• Exercise: Retype, word for word, every line from the one holding "thank me later :D" through the one holding "metlos: We list" in the entries below, both included, and only those lines.

(Beginning of Records for the task)

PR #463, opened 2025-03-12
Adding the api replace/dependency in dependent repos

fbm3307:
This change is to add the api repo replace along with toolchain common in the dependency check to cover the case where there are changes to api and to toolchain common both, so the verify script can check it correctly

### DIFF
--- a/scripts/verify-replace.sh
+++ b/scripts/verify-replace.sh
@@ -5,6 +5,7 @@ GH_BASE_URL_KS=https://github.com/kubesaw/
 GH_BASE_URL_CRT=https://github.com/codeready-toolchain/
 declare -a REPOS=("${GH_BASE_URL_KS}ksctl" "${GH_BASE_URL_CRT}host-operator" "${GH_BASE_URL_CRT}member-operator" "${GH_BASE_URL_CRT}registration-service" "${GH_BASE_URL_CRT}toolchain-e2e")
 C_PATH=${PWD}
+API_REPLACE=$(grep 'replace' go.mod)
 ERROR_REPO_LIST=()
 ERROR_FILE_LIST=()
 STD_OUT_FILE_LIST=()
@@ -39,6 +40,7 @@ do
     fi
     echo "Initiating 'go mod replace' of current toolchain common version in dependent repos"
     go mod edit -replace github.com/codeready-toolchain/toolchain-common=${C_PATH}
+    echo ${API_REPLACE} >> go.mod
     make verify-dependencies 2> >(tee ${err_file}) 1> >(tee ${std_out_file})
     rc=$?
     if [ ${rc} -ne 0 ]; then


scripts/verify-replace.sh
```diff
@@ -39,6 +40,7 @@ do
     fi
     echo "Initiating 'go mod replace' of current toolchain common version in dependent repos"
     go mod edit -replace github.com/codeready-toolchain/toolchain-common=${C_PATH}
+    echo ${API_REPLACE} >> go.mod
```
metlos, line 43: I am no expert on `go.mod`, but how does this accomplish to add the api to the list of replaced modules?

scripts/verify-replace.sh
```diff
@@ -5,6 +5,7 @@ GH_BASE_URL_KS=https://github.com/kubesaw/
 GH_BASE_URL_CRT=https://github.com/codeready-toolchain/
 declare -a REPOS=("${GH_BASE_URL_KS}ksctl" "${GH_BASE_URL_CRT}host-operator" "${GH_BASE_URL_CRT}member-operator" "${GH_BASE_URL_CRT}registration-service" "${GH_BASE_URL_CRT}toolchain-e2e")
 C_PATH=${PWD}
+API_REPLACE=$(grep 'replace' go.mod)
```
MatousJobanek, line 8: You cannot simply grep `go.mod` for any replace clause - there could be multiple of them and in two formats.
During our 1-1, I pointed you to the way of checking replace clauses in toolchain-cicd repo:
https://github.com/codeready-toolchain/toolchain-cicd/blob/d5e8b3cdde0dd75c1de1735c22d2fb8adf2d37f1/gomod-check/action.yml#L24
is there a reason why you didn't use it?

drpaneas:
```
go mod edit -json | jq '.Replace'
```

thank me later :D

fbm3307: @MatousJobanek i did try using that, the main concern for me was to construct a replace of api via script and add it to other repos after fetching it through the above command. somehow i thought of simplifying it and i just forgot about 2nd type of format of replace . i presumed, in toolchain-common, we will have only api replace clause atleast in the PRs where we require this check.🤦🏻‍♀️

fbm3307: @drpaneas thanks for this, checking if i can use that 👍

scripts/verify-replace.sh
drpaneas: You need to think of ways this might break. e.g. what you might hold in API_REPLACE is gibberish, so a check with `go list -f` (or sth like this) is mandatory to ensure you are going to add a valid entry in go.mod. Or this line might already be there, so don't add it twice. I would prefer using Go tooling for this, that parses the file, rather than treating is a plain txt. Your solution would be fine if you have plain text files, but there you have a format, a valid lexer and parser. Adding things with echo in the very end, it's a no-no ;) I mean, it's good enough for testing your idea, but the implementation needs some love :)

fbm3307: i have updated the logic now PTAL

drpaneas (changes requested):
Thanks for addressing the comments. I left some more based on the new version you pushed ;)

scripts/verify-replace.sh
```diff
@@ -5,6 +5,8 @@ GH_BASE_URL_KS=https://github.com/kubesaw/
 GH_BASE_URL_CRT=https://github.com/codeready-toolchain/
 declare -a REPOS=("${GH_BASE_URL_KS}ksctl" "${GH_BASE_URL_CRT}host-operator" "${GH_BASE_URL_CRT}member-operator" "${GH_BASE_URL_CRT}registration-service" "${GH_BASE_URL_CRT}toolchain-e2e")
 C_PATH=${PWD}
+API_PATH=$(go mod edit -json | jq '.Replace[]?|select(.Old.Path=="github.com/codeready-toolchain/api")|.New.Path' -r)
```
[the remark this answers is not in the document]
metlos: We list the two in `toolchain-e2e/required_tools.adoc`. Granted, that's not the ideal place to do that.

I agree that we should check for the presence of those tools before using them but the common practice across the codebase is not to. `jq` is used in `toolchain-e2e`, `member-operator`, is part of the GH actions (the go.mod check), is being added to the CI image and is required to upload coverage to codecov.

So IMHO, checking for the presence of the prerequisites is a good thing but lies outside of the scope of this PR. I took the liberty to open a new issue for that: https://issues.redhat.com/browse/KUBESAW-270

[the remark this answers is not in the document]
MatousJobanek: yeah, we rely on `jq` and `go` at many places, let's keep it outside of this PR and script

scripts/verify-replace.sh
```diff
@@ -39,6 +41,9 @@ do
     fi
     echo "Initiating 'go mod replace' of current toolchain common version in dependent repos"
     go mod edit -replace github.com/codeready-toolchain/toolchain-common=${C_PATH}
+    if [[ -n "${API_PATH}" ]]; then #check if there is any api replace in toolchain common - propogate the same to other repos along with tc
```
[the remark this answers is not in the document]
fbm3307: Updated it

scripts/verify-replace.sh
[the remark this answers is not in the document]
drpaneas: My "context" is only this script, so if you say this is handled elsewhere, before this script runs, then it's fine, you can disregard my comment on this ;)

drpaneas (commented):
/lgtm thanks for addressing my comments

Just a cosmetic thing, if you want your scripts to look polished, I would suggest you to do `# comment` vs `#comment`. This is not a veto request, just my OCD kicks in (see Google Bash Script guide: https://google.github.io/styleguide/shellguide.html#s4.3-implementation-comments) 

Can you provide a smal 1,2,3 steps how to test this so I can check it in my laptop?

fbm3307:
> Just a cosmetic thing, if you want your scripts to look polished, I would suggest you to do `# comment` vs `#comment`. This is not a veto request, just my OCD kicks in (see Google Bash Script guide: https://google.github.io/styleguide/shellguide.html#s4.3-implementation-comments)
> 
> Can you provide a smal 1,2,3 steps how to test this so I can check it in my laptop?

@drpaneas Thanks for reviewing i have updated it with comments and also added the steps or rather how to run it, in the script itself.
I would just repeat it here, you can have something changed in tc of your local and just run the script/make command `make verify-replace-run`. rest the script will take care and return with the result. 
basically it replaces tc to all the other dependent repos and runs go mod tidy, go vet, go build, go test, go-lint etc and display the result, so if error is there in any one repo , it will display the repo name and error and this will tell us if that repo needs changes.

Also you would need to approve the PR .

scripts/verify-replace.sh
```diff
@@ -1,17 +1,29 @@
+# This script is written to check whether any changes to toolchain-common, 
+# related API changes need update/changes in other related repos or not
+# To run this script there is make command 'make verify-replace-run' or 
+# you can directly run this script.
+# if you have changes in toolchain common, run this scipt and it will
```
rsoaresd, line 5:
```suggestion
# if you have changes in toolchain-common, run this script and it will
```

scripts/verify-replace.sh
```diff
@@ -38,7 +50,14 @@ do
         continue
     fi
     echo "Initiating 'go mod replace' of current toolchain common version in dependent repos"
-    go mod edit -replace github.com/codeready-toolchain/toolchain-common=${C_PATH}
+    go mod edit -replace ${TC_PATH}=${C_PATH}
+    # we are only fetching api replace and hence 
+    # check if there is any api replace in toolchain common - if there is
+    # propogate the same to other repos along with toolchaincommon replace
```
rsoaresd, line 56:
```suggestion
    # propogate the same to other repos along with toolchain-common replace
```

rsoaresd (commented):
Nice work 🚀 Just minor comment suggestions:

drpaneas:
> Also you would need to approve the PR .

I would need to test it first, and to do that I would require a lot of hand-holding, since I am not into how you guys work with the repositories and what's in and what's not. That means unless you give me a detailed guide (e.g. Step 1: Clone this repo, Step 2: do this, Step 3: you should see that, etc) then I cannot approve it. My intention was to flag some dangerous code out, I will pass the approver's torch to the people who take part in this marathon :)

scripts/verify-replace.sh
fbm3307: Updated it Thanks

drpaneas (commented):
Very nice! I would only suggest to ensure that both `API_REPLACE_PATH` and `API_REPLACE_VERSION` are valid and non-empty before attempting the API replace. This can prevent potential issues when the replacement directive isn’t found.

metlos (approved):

(End of Records for the task)

• Expected answer:
thank me later :D

fbm3307: @MatousJobanek i did try using that, the main concern for me was to construct a replace of api via script and add it to other repos after fetching it through the above command. somehow i thought of simplifying it and i just forgot about 2nd type of format of replace . i presumed, in toolchain-common, we will have only api replace clause atleast in the PRs where we require this check.🤦🏻‍♀️

fbm3307: @drpaneas thanks for this, checking if i can use that 👍

scripts/verify-replace.sh
drpaneas: You need to think of ways this might break. e.g. what you might hold in API_REPLACE is gibberish, so a check with `go list -f` (or sth like this) is mandatory to ensure you are going to add a valid entry in go.mod. Or this line might already be there, so don't add it twice. I would prefer using Go tooling for this, that parses the file, rather than treating is a plain txt. Your solution would be fine if you have plain text files, but there you have a format, a valid lexer and parser. Adding things with echo in the very end, it's a no-no ;) I mean, it's good enough for testing your idea, but the implementation needs some love :)

fbm3307: i have updated the logic now PTAL

drpaneas (changes requested):
Thanks for addressing the comments. I left some more based on the new version you pushed ;)

scripts/verify-replace.sh
```diff
@@ -5,6 +5,8 @@ GH_BASE_URL_KS=https://github.com/kubesaw/
 GH_BASE_URL_CRT=https://github.com/codeready-toolchain/
 declare -a REPOS=("${GH_BASE_URL_KS}ksctl" "${GH_BASE_URL_CRT}host-operator" "${GH_BASE_URL_CRT}member-operator" "${GH_BASE_URL_CRT}registration-service" "${GH_BASE_URL_CRT}toolchain-e2e")
 C_PATH=${PWD}
+API_PATH=$(go mod edit -json | jq '.Replace[]?|select(.Old.Path=="github.com/codeready-toolchain/api")|.New.Path' -r)
```
[the remark this answers is not in the document]
metlos: We list the two in `toolchain-e2e/required_tools.adoc`. Granted, that's not the ideal place to do that.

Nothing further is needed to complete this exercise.